And now she felt that same, piercing gaze he must have felt for years after attaining those scars. She would walk through the village, and every head would turn to see the light-skinned girl. "She's so strange," they'd whisper. "She can go back to where she came from." The only thing that freed her from such scrutiny was Ged's constant, comforting presence. Whether he intimidated them into not speaking of her, or if she was more concerned with his actions than theirs, she couldn't really say, but either way, he was saving her again.
Or had she saved him the first time? In the Tombs, everything had become so confusing, so backward and bungled that nothing was clear. She'd led the way, but who had truly brought the other from that place? Was it he, with his hand so steadily clasping hers? Or she, who had fought her own faith and element to return him to his own? She considered asking him presently, looking up at him steadily, questioningly, waiting for him to respond. He said nothing. Perhaps he did not want her with him, perhaps he would rather have left her at the Old Mage's House and not bothered with the burden of taking her so far with him, but he had asked her, and, obediently, she had acquiesced. It gave her time to say goodbye.
Goodbye . . . it was something they'd never really said to each other. In the Labyrinth there would always have been a next time, and since then, they'd never spent long apart. She thought nothing of it, really. He was something to hold onto, something tangible and good and oh, so real, and it was what she needed, something steady, something to rely on. She needed him. He was the only thing that kept her sane, that kept her alive. Yes, she needed him more than anything, but was it even possible that he could need her, too?
Of course he didn't. He couldn't. She was but a child he had saved: a small, useless thing, pretty enough, but valuable only as a trophy, something to wear on one's arm like a little trinket. But why did he seem to treat her better than that? He always seemed concerned with her feelings, her thoughts . . . but that didn't mean anything. He was a kind man, after all; he was just being a gentleman. He didn't need her. Who would?
He was a strong man, not in the way that those barbarians in Havnor had described strength, but it was doubtlessly there. He was muscular, yet not to the point of bulkiness; but when he lifted her and her head would rest against his arm or chest, she could feel the power there. It was not the magic, though, but the physical might that he commanded, that he used to lift her and hold her when he thought her unconscious. His power enthralled her, both his magical and physical authority, and this, in conjunction with that kind soul she so adored, led her to one conclusion: perfection. He was truly perfect, despite the secrets he hid, despite the heavy silence that came over him, despite any mistake he might have made. And no-one else knew this; they all passed him off as some imperfect wretch, some troublesome young man with a terrifying past. They did not see him as she did, nor could they. They were simple people with no understanding of others. But she, she knew how to see him without knowing his past, to look upon him and not judge him the way others did, to trust him without question.

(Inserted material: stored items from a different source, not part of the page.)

PR #294, opened 2020-10-02
SNO 3027 kibana monitoring post refactor

Bek:


src/snovault/elasticsearch/searches/queries.py
```diff
@@ -94,7 +94,7 @@ def _get_or_create_search(self):
             self.search = Search(
                 using=self._get_client(),
                 index=self._get_index(),
-            )
+            ).extra(track_total_hits=True).query()
```
keenangraham, line 97: Think the ES7 upgrade stuff needs to be split into its own branch, but will make a note about this now. 

This should be set in an independent step to keep the coupling between the base query object and the steps that build up that query object loose (we shouldn't force the children queries to always report exact hits in other words). You can follow same pattern of adding an `.extra()` parameter as is done for `source` here: https://github.com/ENCODE-DCC/snovault/blob/3c1e3e3856ddea571eedbbecfe52218430cada94/src/snovault/elasticsearch/searches/queries.py#L831

Then add that step (called something like `self.add_total_hits()`) to the query building instructions here: https://github.com/ENCODE-DCC/snovault/blob/3c1e3e3856ddea571eedbbecfe52218430cada94/src/snovault/elasticsearch/searches/queries.py#L871

Also I don't think we want to call `.query()` here unless the DSL has somehow changed. You can see it is called explicitly in other places e.g.: https://github.com/ENCODE-DCC/snovault/blob/3c1e3e3856ddea571eedbbecfe52218430cada94/src/snovault/elasticsearch/searches/queries.py#L706

keenangraham (changes requested):

src/snovault/elasticsearch/searches/queries.py
Bek: I will get the changes requested in this branch: https://github.com/ENCODE-DCC/snovault/tree/SNO-172-ES7-upgrade with just the upgrade related commit. The DSL has changed in a way that breaks the test assertions. Without calling the `.query()`, top level field, `"query": {}` part of the overall query object isn't returned. Let me know which you prefer changed, test assertions or the parent class here.

keenangraham: ```Empty Search no longer defaults to match_all query and instead leaves the query key empty. This is backwards incompatible when using suggest.```

Kk. My guess is that we want to update the tests that expect this default to be returned, while making sure the tests that explicitly add a query still do so.

PR #295, opened 2020-10-05
SNO-124-make-elasticsearch-shards-configurable 

Bek:


keenangraham (approved):

base.ini
```diff
@@ -5,6 +5,8 @@ retry.attempts = 3
 file_upload_bucket = snowflakes-files-dev
 file_upload_profile_name = snowflakes-files-upload
 elasticsearch.server = localhost:9201
+elasticsearch.shards.primary = 1
+elasticsearch.shards.replicate = 0
```
hitz, line 9: @keenangraham @Bek I think we should start with adding the ability to configure the shards without actually changing it.

hitz (changes requested):

base.ini
Bek: With version 5, we don’t have the total shards limit and we can leave the default number as before. We should still change it to minimum for single machine demos, what do you think? I will look to it.

hitz: I don't think it matters much on a single-node demo; they already index just as fast and they have a low search load.  What difference do you think it would make?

The Ring of Erreth-Akbe . . . trust . . . they were one and the same to her. Whenever he held out his hand to her, she'd slip hers into his, and she'd feel the warmth of his skin against hers, but between them, she could sense the cold, polished silver, the two halves becoming one in the twilight between them, in that space where light and dark met and became one. And, although the Ring was no longer on her wrist, that trust remained, and that same trust grew and deepened to innocent adoration and devotion.

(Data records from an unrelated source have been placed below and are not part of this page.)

PR #296, opened 2020-10-05
SNO-172-upgrade-to-elasticsearch7

Bek:


src/snovault/elasticsearch/create_mapping.py
```diff
@@ -133,10 +134,11 @@ def schema_mapping(name, schema):
             'type': field_type
         }
 
-        # these fields are unintentially partially matching some small search
-        # keywords because fields are analyzed by nGram analyzer
-        if name in NON_SUBSTRING_FIELDS:
-            sub_mapping['include_in_all'] = False
+        if name not in NON_SUBSTRING_FIELDS + TEXT_FIELDS:
```
keenangraham: I think we do want to copy the `TEXT_FIELDS` to `_all`. The search code just looks in `_all` field now and expects it to be analyzed. We definitely want description etc. searchable.

src/snovault/elasticsearch/create_mapping.py
```diff
@@ -167,12 +169,13 @@ def index_settings():
         'settings': {
             'index.max_result_window': 99999,
             'index.mapping.total_fields.limit': 5000,
-            'index.number_of_shards': 5,
-            'index.number_of_replicas': 2,
+            'index.number_of_shards': 1,
+            'index.number_of_replicas': 0,
```
keenangraham, line 154: Why are we lowering these?

src/snovault/elasticsearch/create_mapping.py
```diff
@@ -273,17 +276,14 @@ def audit_mapping():
...
-            'analyzer': 'snovault_search_analyzer'
-        },
         'dynamic_templates': [
             {
                 'template_principals_allowed': {
                     'path_match': "principals_allowed.*",
                     'match_mapping_type': "string",
                     'mapping': {
                         'type': 'keyword',
+                        'copy_to': '_all',
```
keenangraham: It doesn't make sense to me to copy `principals_allowed.*` to `_all`. I'm actually kind of surprised that the `links` and `unique_keys` fields are stored in `_all` in our current version, if that's what's happening.

src/snovault/elasticsearch/indexer.py
```diff
@@ -135,13 +135,11 @@ def get_related_uuids(request, es, updated, renamed):
                     {
                         'terms': {
                             'embedded_uuids': updated,
-                            '_cache': False,
```
keenangraham, line 138: Is there another option here? We probably don't want to worry about cache invalidation when we're finding related uuids for indexing.

src/snovault/elasticsearch/indexer.py
```diff
@@ -135,13 +135,11 @@ def get_related_uuids(request, es, updated, renamed):
...
                         },
                     },
                     {
                         'terms': {
                             'linked_uuids': renamed,
-                            '_cache': False,
```
keenangraham, line 144: Same as above.

src/snovault/elasticsearch/searches/queries.py
```diff
@@ -850,6 +850,9 @@ def add_sort(self):
                 *sort_by
             )
 
+    def add_exact_counting(self):
```
keenangraham, line 858: Nice! You'll have to add an `add_exact_counting` test to continue our 100% coverage of this code. Can see https://github.com/ENCODE-DCC/snovault/blob/79b5524ce9b9d7f7d32a1dbc143230f7efc5873a/src/snovault/tests/test_searches_queries.py#L2905 etc. for pattern.

keenangraham (changes requested):

src/snovault/elasticsearch/create_mapping.py
Bek: This is to make the search results as comparable as possible. Without the change, and without biosample term name filtering, the Elasticsearch 7 is going to show this experiment for "brain", "blood", or "breast" keywords  due to both words happening in the award description: https://www.encodeproject.org/experiments/ENCSR003IGU/?format=json. The result counts will be off.

src/snovault/elasticsearch/create_mapping.py
Bek: The old setting resulted in more than 1000 shards and hit the limit set by the Elasticsearch. The limit can be overridden but is not recommended. Regardless, this is changed in favor of [configurable shards](https://github.com/ENCODE-DCC/snovault/pull/295/files#diff-13be881525721a1251be911ff12f4c7a722ced10eb689a96d8c5821e8d9cd0e8L165) which also applies the same setting for single demos.

src/snovault/elasticsearch/create_mapping.py
keenangraham: `The result counts will be off.` Are you sure? I know description is currently included in `_all` so it's free text searchable. 

For example putting `RNA Evaluation human tissue W72 left colon microRNA-seq from Mortazavi` into search box returns the experiment with that description: https://www.encodeproject.org/search/?searchTerm=RNA+Evaluation+human+tissue+W72+left+colon+microRNA-seq+from+Mortazavi

How will we maintain this functionality with ES7?

src/snovault/elasticsearch/create_mapping.py
keenangraham: Could you clarify the new settings for local, single node demos, and production clusters?

src/snovault/elasticsearch/indexer.py
Bek: They have deprecated `_cache` field since 2.0 and have been raising error only after 5.x. It would be hard to cause cache invalidation on-demand during indexing and observe the effect. [More here](https://www.elastic.co/blog/better-query-execution-coming-elasticsearch-2-0)

src/snovault/elasticsearch/indexer.py
Bek: https://github.com/ENCODE-DCC/snovault/pull/296#discussion_r503997315

src/snovault/elasticsearch/indexer.py
keenangraham: Cool, so this shouldn't change behavior.

src/snovault/elasticsearch/create_mapping.py
Bek: You are right, the long query doesn't return if `TEXT_FIELD` is removed from `_all`. I will bring it back, build demo, and we can compare queries.

src/snovault/elasticsearch/create_mapping.py
Bek: Without the configurable shards branch, this new settings with 1 primary and 0 replicate will be applied in all cluster types. Old settings won't work in any cluster. With the configurable shards feature, local and single node demo clusters will have 1 primary and 0 replicate. Production cluster will have 3 primary and 1 replicate by default and is configurable at the deploy script.

src/snovault/elasticsearch/searches/queries.py
Bek: https://github.com/ENCODE-DCC/snovault/blob/2b86c6e7820979de77989c54a12d57fa03298cb2/src/snovault/tests/test_searches_queries.py#L2903

src/snovault/tests/test_searches_queries.py
```diff
@@ -2928,6 +2900,16 @@ def test_searches_queries_abstract_query_factory_add_source_object(dummy_request
     assert all([e in actual for e in expected])
     assert len(expected) == len(actual)
 
+def test_searches_queries_abstract_query_factory_add_exact_counting(params_parser, mocker):
+    from snovault.elasticsearch.searches.queries import AbstractQueryFactory
+    aq = AbstractQueryFactory(params_parser)
+    mocker.patch.object(AbstractQueryFactory, '_get_index')
+    AbstractQueryFactory._get_index.return_value = 'snovault-resources'
+    aq = AbstractQueryFactory(params_parser)
+    aq.add_source()
```
keenangraham: Can get rid of this part, only needed for `add_source()`.

src/snovault/elasticsearch/create_mapping.py
Bek: here is a demo for comparison: https://elasticsearch7.demo.encodedcc.org/

src/snovault/tests/test_searches_queries.py
Bek: sure thing, we will loose the first assertion, which is probably less important than it looks. This line is required I believe: `mocker.patch.object(AbstractQueryFactory, '_get_index')`

src/snovault/elasticsearch/create_mapping.py
Bek: This demo when indexed should be a closer match with the old one: https://elasticsearch7-similar-results.demo.encodedcc.org/

base.ini
```diff
@@ -53,13 +53,13 @@ set queue_worker_processes = 16
...
 set queue_worker_batch_size = 2000000
 
-[composite:regionindexer]
-use = egg:snovault#indexer
-app = app
-path = /index_file
-timeout = 60
-set embed_cache.capacity = 5000
-set regionindexer = true
+#[composite:regionindexer]
```
keenangraham: I think really delete it if we're getting rid of it.

development.ini
```diff
@@ -37,8 +37,8 @@ use = egg:rutter#urlmap
 [composite:indexer]
 use = config:base.ini#indexer
 
-[composite:regionindexer]
-use = config:base.ini#regionindexer
+#[composite:regionindexer]
```
keenangraham: Delete.

src/snovault/elasticsearch/indexer.py
```diff
@@ -387,7 +385,6 @@ def _load_indexing(request, session, connection, indexer_state):
             else:
                 status = request.registry[ELASTIC_SEARCH].get(
                     index=request.registry.settings['snovault.elasticsearch.index'],
-                    doc_type='meta',
```
keenangraham, line 390: Where does this get stored now? The `doc_type` concept is deprecated?

src/snovault/elasticsearch/indexer.py
```diff
@@ -535,7 +530,7 @@ def _run_indexing(
         request.registry[ELASTIC_SEARCH].indices.refresh(RESOURCES_INDEX)
         if flush:
             try:
-                request.registry[ELASTIC_SEARCH].indices.flush_synced(index=RESOURCES_INDEX)  # Faster recovery on ES restart
+                request.registry[ELASTIC_SEARCH].indices.flush(index=RESOURCES_INDEX)  # Faster recovery on ES restart
```
keenangraham, line 533: Can you explain difference?

src/snovault/elasticsearch/create_mapping.py
```diff
@@ -88,11 +84,16 @@ def schema_mapping(name, schema):
             mapping = schema_mapping(k, v)
             if mapping is not None:
                 properties[k] = mapping
-        return {
-            'type': 'object',
-            'include_in_all': False,
-            'properties': properties,
```
keenangraham, line 94: If this always had `properties` why the if/else now?

src/snovault/elasticsearch/create_mapping.py
```diff
@@ -133,10 +134,6 @@ def schema_mapping(name, schema):
             'type': field_type
         }
 
-        # these fields are unintentially partially matching some small search
-        # keywords because fields are analyzed by nGram analyzer
-        if name in NON_SUBSTRING_FIELDS:
```
keenangraham, line 138: No equivalent replacement of `copy_to: _all` here?

keenangraham (changes requested):
This looks close, just a couple of questions.

Also looks like real test failure where `cherry^` is no longer returning results (404). I noticed the same query between demo and prod also returning less `cherry^` results (looks like Files specifically)..

src/snovault/elasticsearch/indexer.py
Bek: `flush_synced` is deprecated

src/snovault/elasticsearch/create_mapping.py
Bek: if there is no mapping directive exists in the schema, object should be stored without its fields being analyzed. `else` clause prevents unnecessary dynamic mapping and `update_mapping` events in elasticsearch.

src/snovault/elasticsearch/indexer.py
Bek: yes, deprecated. Index is the doc_type for us now.

src/snovault/elasticsearch/create_mapping.py
Bek: Here is the newer commit: https://github.com/ENCODE-DCC/snovault/commit/afbe4761b19a10de2b1f27e505e971b3a3740ac9#diff-13be881525721a1251be911ff12f4c7a722ced10eb689a96d8c5821e8d9cd0e8R140

Bek (commented):
> This looks close, just a couple of questions.
> 
> Also looks like real test failure where `cherry^` is no longer returning results (404). I noticed the same query between demo and prod also returning less `cherry^` results (looks like Files specifically)..

we are back to the same assertions in the test and `cherry^` is returning 1 result as before in the tests. With the latest change, the File count is equal now.

base.ini
Bek: ok, will delete in encoded as well

src/snovault/elasticsearch/create_mapping.py
```diff
@@ -80,19 +73,27 @@ def schema_mapping(name, schema):
...
+        return schema_mapping(name,
+                              schema['items'],
+                              depth=depth+1,
+                              parent=type_)
 
     if type_ == 'object':
         properties = {}
         for k, v in schema.get('properties', {}).items():
-            mapping = schema_mapping(k, v)
+            mapping = schema_mapping(k, v, depth=depth+1)
```
keenangraham: `depth+1` -> `depth + 1`

src/snovault/elasticsearch/create_mapping.py
```diff
@@ -80,19 +73,27 @@ def schema_mapping(name, schema):
 
     # Elasticsearch handles multiple values for a field
     if type_ == 'array':
-        return schema_mapping(name, schema['items'])
+        return schema_mapping(name,
```
keenangraham:
```
return schema_mapping(
    name,
    schema['items'],
    depth=depth + 1,
    parent=type_
)
```

src/snovault/elasticsearch/create_mapping.py
```diff
@@ -133,10 +132,12 @@ def schema_mapping(name, schema):
             'type': field_type
         }
 
-        # these fields are unintentially partially matching some small search
-        # keywords because fields are analyzed by nGram analyzer
-        if name in NON_SUBSTRING_FIELDS:
-            sub_mapping['include_in_all'] = False
+        if name not in NON_SUBSTRING_FIELDS:
+            if depth == 1 or (depth == 2 and parent == 'array'):
```
keenangraham: I think this is the logic I'm most uncomfortable with, though the results certainly look closer than before. What's the implication of not tracking depth, as it didn't seem like it was tracked before? Is it possible to always copy to _all `if name not in NON_SUBSTRING_FIELDS`?

keenangraham (changes requested):

src/snovault/elasticsearch/create_mapping.py
Bek: Older demos showed that setting `"copy_to": "_all"` always here is equivalent to boosting every single field in the nested objects (minus the `NON_SUBSTRING_FIELDS`). Depth tracking stops `"copy_to": "_all"` after level 1. Before, if file or experiment award description has "brain" and "blood" in the text, the files or experiments show up under either "blood" or "brain" search term. Non-specific experiments that showed up in the results in earlier demos were due to "copy_to" being applied to the fields of deeply nested objects. Older `include_in_all` was applied by default and depth tracking is applied under the hypothesis that, this default application of the setting was weighed more towards top fields rather than nested object fields. Result is that, now all top fields of the object has `copy_to_all`, and nested fields need to be boosted like so `"file.award.description": 1.0`. We could have achieved the same matching results by boosting all of the individual fields of a type also without depth tracking, which is still an option but may take more effort to match results.

keenangraham: It seems like maybe defining in boost would make sense given we already have top-level fields there, e.g.:
 ```
"boost_values": {
        "accession": 20.0,
        "@type": 1.0,
        "alternate_accessions": 1.0,
        "assay_term_name": 20.0,
        "assay_term_id": 1.0,
        "assay_title": 20.0,
        "assay_slims": 5.0,
        "dbxrefs": 1.0,
        "aliases": 1.0,
        "biosample_ontology.term_id": 1.0,
        "biosample_ontology.term_name": 10.0,
```

> this default application of the setting was weighed more towards top fields rather than nested object fields.

I don't think this explains the case of award.description with blood or brain. Even if the weight was low on these they would still show up in results, though at the bottom. However we're not seeing them at all on current prod.

My understanding is that if `_all` is enabled on old ES then `include_in_all` is True by default. However you can set it to `include_in_all: False` for a certain field and it will apply to all subfields unless otherwise specified. I think looking at new and old mappings informative here. For file:

Screen Shot 2020-10-27 at 11 26 38 AM

Screen Shot 2020-10-27 at 11 27 55 AM

I'm a little concerned since the default has changed from don't include unless specifically set to always include if in first level (probably explains why we are seeing more hits on new demo?). The boost offers more specific control, while always including top-level fields doesn't.

In any case might be close enough for our current purposes, and could be tweaked later. But I think worth looking more into.

File: src/snovault/elasticsearch/create_mapping.py (hunk 12 above)
Comment (keenangraham) [reply src/snovault/elasticsearch/create_mapping.py:94]: This doesn't seem to be working properly for some fields, e.g. `cloud_metadata` in files. (Might have something to do with it being a calculated_property.)

Screen Shot 2020-10-27 at 12 18 01 PM

Screen Shot 2020-10-27 at 12 18 19 PM

Before and after. Now you can't look up cloud_metadata.url=* for example.

**Review by keenangraham — CHANGES_REQUESTED** [review]

**Comment by keenangraham** [comment]
One other thing. I suppose we should take a look at the dynamic_template definitions one more time. Looking at the original mapping definition I guess these are included in _all by default. I don't think being able to search principals_allowed is that useful but maybe links and unique_keys would be. 

```
'dynamic_templates': [
            {
                'template_principals_allowed': {
                    'path_match': "principals_allowed.*",
                    'match_mapping_type': "string",
                    'mapping': {
                        'type': 'keyword',
                    },
                },
            },
            {
                'template_unique_keys': {
                    'path_match': "unique_keys.*",
                    'match_mapping_type': "string",
                    'mapping': {
                        'type': 'keyword',
                    },
                },
            },
            {
                'template_links': {
                    'path_match': "links.*",
                    'match_mapping_type': "string",
                    'mapping': {
                        'type': 'keyword',
                    },
                },
....
```

It does seem like `group.admin` and `system.Everyone` give search results on prod, which seems a bit silly right?

Screen Shot 2020-10-27 at 2 00 25 PM

Possibly this also explains the file type search differences before you added the depth tracking?

keenangraham:
It looks like links and unique_keys are also by default included in all (though not linked_uuids). Could also explain result differences before adding all top-level fields.

Screen Shot 2020-10-27 at 2 10 47 PM

Screen Shot 2020-10-27 at 2 10 42 PM

src/snovault/elasticsearch/create_mapping.py
Bek: Right, previous assumption was that if the field was important, it would be in the schema. This can be fixed, implication is that any other object inserted that doesn't have a mapping directive in the schema will have all of its field values be analyzed as keyword.

src/snovault/elasticsearch/create_mapping.py
Bek: You are right that boost offers more specific control. I find that it's not feasible to determine what to boost for the number of types we have multiplied by the number of top fields for each type, make demo for each combination, and compare results with the old ES. `ctcf` search bringing up `File` type results was due to unintentional boost on the `aliases` field. Determining which other objects and fields were important to match the existing result count in the old ES maybe challenging.

Bek:
> One other thing. I suppose we should take a look at the dynamic_template definitions one more time. Looking at the original mapping definition I guess these are included in _all by default. I don't think being able to search principals_allowed is that useful but maybe links and unique_keys would be.
> 
> ```
> 'dynamic_templates': [
>             {
>                 'template_principals_allowed': {
>                     'path_match': "principals_allowed.*",
>                     'match_mapping_type': "string",
>                     'mapping': {
>                         'type': 'keyword',
>                     },
>                 },
>             },
>             {
>                 'template_unique_keys': {
>                     'path_match': "unique_keys.*",
>                     'match_mapping_type': "string",
>                     'mapping': {
>                         'type': 'keyword',
>                     },
>                 },
>             },
>             {
>                 'template_links': {
>                     'path_match': "links.*",
>                     'match_mapping_type': "string",
>                     'mapping': {
>                         'type': 'keyword',
>                     },
>                 },
> ....
> ```
> 
> It does seem like `group.admin` and `system.Everyone` give search results on prod, which seems a bit silly right?
> 
> Screen Shot 2020-10-27 at 2 00 25 PM
> 
> Possibly this also explains the file type search differences before you added the depth tracking?

Right, some an existing test rely on searching user uuid, but we don't boost user uuid, so it was getting a hit based on `"principals_allowed.edit": ["group.admin", "userid.81a6cc12-2847-4e2e-8f2c-f566699eb29e"]` because it contained user uuid...

Bek:
> One other thing. I suppose we should take a look at the dynamic_template definitions one more time. Looking at the original mapping definition I guess these are included in _all by default. I don't think being able to search principals_allowed is that useful but maybe links and unique_keys would be.
> 
> ```
> 'dynamic_templates': [
>             {
>                 'template_principals_allowed': {
>                     'path_match': "principals_allowed.*",
>                     'match_mapping_type': "string",
>                     'mapping': {
>                         'type': 'keyword',
>                     },
>                 },
>             },
>             {
>                 'template_unique_keys': {
>                     'path_match': "unique_keys.*",
>                     'match_mapping_type': "string",
>                     'mapping': {
>                         'type': 'keyword',
>                     },
>                 },
>             },
>             {
>                 'template_links': {
>                     'path_match': "links.*",
>                     'match_mapping_type': "string",
>                     'mapping': {
>                         'type': 'keyword',
>                     },
>                 },
> ....
> ```
> 
> It does seem like `group.admin` and `system.Everyone` give search results on prod, which seems a bit silly right?
> 
> Screen Shot 2020-10-27 at 2 00 25 PM
> 
> Possibly this also explains the file type search differences before you added the depth tracking?

File type searches not showing up was due to `aliases` field not being copied to `_all`. This brings up a worrisome implication for search, which is that if the file name didn't have `ctcf` in the string of it's name, then it wouldn't be included in the results even if the file was part of the experiment that targets `CTCF`.

src/snovault/elasticsearch/create_mapping.py
keenangraham: I think it's likely the difference is just due to not copying the `links` and `unique_keys` stuff to `_all`, which is by default `include_in_all: True` on old ES:
Screen Shot 2020-10-27 at 4 02 44 PM

Pretty sure it was the alias in unique keys that was matching `ctcf`, not the the alias in embedded properties. (Can confirm that alias in embedded properties is False for old mapping.)

It doesn't look like any of the embedded properties in old mapping are `include_in_all: True` unless they are defined in boost values for that schema. Could we go back to only copying embedded properties to _all if they are defined in boost, and just make the dynamic template links/unique keys have copy_to?

> ctcf search bringing up File type results was due to unintentional boost on the aliases field

Yeah, looks like only field ctcf is mentioned in file is alias and submitted_file name, but it's probably fine to have these intentionally searchable.

keenangraham:
> This brings up a worrisome implication for search, which is that if the file name didn't have `ctcf` in the string of it's name, then it wouldn't be included in the results even if the file was part of the experiment that targets `CTCF`.

Think this is fine. File for a long time didn't have any access to experiment biosample or assay information. Now that it does we should probably explicitly add these to boost values.

(In other words it's not that we expect `ctcf` to be a great search query for files, just that the conspicuous absence of files from new results was worth investigating.)

src/snovault/elasticsearch/create_mapping.py
Bek: Here is another demo with the changes: https://elasticsearch7-without-depth-tracking.demo.encodedcc.org/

They were at the dock. It wouldn't be long now . . . he was leaving and she didn't know when he would return . . . if he would return. He'd not spoken a word since they'd left the old house in Re Albi. He set about loading his few possessions into Lookfar, the same boat that had taken them from Atuan to Havnor, from Havnor to Gont . . . but now it would take him to wherever that place was his soul sought, that sacred point he longed for, as it had before she'd even met him. He would survive without her as he had before, and yet for her it was not quite that simple: she needed the light, something to break through that dark fear with pure radiance and glory, the kind only he could give her.
She stepped closer to the edge of the pier, shaking in the icy wind, fidgeting her bare feet in an attempt at warming them. "Won't this wind throw you off course?" she asked quietly, the Hardic words awkward through what seemed to be repressed tears.
He looked at her round the red, patched sail, speaking slowly and cautiously, "I'll sail by the mage-wind."
She looked at her feet and fidgeted her fingers silently while he set about readying Lookfar for whatever journey lay ahead. She heard the soft splashing of the water against the shore, against the dock, and she remembered the first time she'd seen this sea, in Atuan. 'What is that?' she had said. 'The sea,' he'd replied. She whimpered quietly in remembrance.
"Tenar?" His voice was full of tenderness and worry.
"Can I come with you?" The words left her mouth before she could hinder them.
"Can I come with you? I promise: I'll be quiet and I won't bother you one bit. I just want to come. Please?" Her voice had gained an almost childish quality, unintentionally slipping from Hardic to Kargish.
"Tenar," he whispered, stepping out of the boat and onto the pier before her, "I thought you liked it here."
She sniffled and looked away from him, clasping her hands tightly in front of her chest. "I do, I do," she spoke quickly in Kargish, "I don't mean to sound ungrateful, because I like it here, I really do. But," she bit her lip briefly, "I like it more because you're here. I don't want to be here or anywhere without you. Please . . ." She looked up into his dark, scarred face, eyes shining with childish innocence and unshed tears.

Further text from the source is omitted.